TASK DETAILS: Could you retype all of the data below exactly as given?

SOURCE RECORDS:

PR #1197, opened 2022-02-28
Skip volume expansion if block node

derek-pryor:
**What type of PR is this?**
/kind bug

No expansion on the node should be necessary if device is of type raw block

**Release note**:
```
Skip volume expansion if device is of type raw block
```


andyzhangx:
actually we need to rescan devices when volume expansion happens on block volume(only supported on v1.13 now), otherwise the driver could not get the expanded size after volume expansion:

SOLUTION TO THIS TASK:
PR #1197, opened 2022-02-28
Skip volume expansion if block node

derek-pryor:
**What type of PR is this?**
/kind bug

No expansion on the node should be necessary if device is of type raw block

**Release note**:
```
Skip volume expansion if device is of type raw block
```


andyzhangx:
actually we need to rescan devices when volume expansion happens on block volume(only supported on v1.13 now), otherwise the driver could not get the expanded size after volume expansion:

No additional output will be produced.